Another Alan Moore classic...
I went old school here and grabbed a classic that was written to end an era that was blown up the Crisis on Infinite Earths. This one was written as though it was the absolute end of Superman, the absolute last, final Superman story ever to be written. Not that Superman wouldn't go on, but the Superman that we would go on with wouldn't be the one that we'd known before. This was written to wrap up every storyline, to tie up every loose end, to top everything that came before...and it did just that...
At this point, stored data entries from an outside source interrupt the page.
Issue #4472, opened 2025-01-22
Add support for Amazon Bedrock prompt caching


Henderson11:
### Feature Description

Was just added to Amazon Bedrock on December 4th. Please add this feature. Relevent website is linked.
I see that anthropopic has implemented this feature, but bedrock has not yet
https://aws.amazon.com/about-aws/whats-new/2024/12/amazon-bedrock-preview-prompt-caching/
https://aws.amazon.com/blogs/aws/reduce-costs-and-latency-with-amazon-bedrock-intelligent-prompt-routing-and-prompt-caching-preview/

petergok:
+1 This would be huge

dmahapatro:
@lgrammel Do we have a timeline for this feature request? I am the Bedrock Specialist SA for Startups at AWS and I see lot of interest around this feature being available in the AI SDK asap.

shaper:
Looking at this, referencing https://docs.aws.amazon.com/bedrock/latest/userguide/prompt-caching.html

shaper:
A first version of this is live in v2.0.3. The docs at https://sdk.vercel.ai/providers/ai-sdk-providers/amazon-bedrock will be updated to describe the new cache points feature in a few hours.

lgrammel:
### Identify issue type

**Identified type: Feature**  
Confidence: High

Rationale: The issue requests new provider capability/support for Amazon Bedrock prompt caching, not a failure of existing behavior.

Evidence:
- Title asks to “Add support for Amazon Bedrock prompt caching.”
- Description says Amazon Bedrock added prompt caching and requests adding this feature because Anthropic has it but Bedrock does not.
- Comments express interest and ask for a timeline for the feature request; maintainer later notes a first version is live.

PR #4955, opened 2025-02-20
feat (provider/amazon-bedrock): add support for cache points

shaper:
Part of #4472

- [x] tests
- [x] docs
- [x] changeset
- [x] streaming

Tool checkpoints [ref](https://docs.aws.amazon.com/bedrock/latest/userguide/prompt-caching.html) are planned for later work.


packages/amazon-bedrock/src/bedrock-api-types.ts
```diff
@@ -35,13 +42,15 @@ export interface BedrockToolInputSchema {
...
 }
 
-export interface BedrockTool {
-  toolSpec: {
-    name: string;
-    description?: string;
-    inputSchema: { json: JSONObject };
-  };
-}
+export type BedrockTool =
```
lgrammel, line 45: This is semantically weird. Would it be cleaner to do the `|` where `BedrockTool` is used instead?

lgrammel: Or introduce a separate type?

packages/amazon-bedrock/src/bedrock-chat-prompt.ts
```diff
@@ -2,6 +2,7 @@ import { BedrockContentBlock } from './bedrock-api-types';
 
 export type BedrockMessagesPrompt = {
   system?: string;
+  isSystemCachePoint: boolean;
   messages: BedrockMessages;
 };
```
lgrammel, line 7: Why do we have a `BedrockMessagesPrompt` that is different from the API types? Ideally we'd only have the API types and remove a level of indirection?

packages/amazon-bedrock/src/convert-to-bedrock-chat-messages.ts
```diff
@@ -17,12 +23,19 @@ import {
...
 
+function getCachePoint(
+  providerMetadata: LanguageModelV1ProviderMetadata | undefined,
+): BedrockCachePoint | undefined {
+  return providerMetadata?.bedrock?.cachePoint as BedrockCachePoint | undefined;
+}
+
 export function convertToBedrockChatMessages(
   prompt: LanguageModelV1Prompt,
 ): BedrockMessagesPrompt {
```
lgrammel, line 34: Can we convert to API types directly here?

lgrammel (approved):

packages/amazon-bedrock/src/bedrock-chat-prompt.ts
shaper: Good suggestion, remnant from the rework, I restructured to use api-types.

PR #4971, opened 2025-02-24
feat (ai): add anthropic reasoning

lgrammel:


nicoalbanese (approved):

packages/provider/src/language-model/v1/language-model-v1.ts
```diff
@@ -1,3 +1,4 @@
+import { P } from 'vitest/dist/chunks/environment.LoooBwUu';
```
shaper, line 1: @lgrammel accidental commit?

lgrammel: thanks good catch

From the most conventional of superheroes - a big, strong, flying, matinee idol, white guy - we get the most unconventional of wrap ups. Nearly every major villain of his career - and some of the more minor ones - come back in an orchestrated attempt to end his story once and for all. All of the supporting characters come back to be protected by and to protect their hero. And some of the greatest writers and artists of modern comics (Alan Moore, premiere among them in my eyes) come together to send him off.
The product lives up to every bit of that hype. Emotional and strong at the same time, beautifully framed and satisfying to nearly every reader who loved this series, the story is nearly perfect. It isn't the radical rewriting of the ideas that Moore gave us in Watchmen or League of Extraordinary Gentlemen, instead this is the greats working within the framework, crafting beauty from a limited pallate.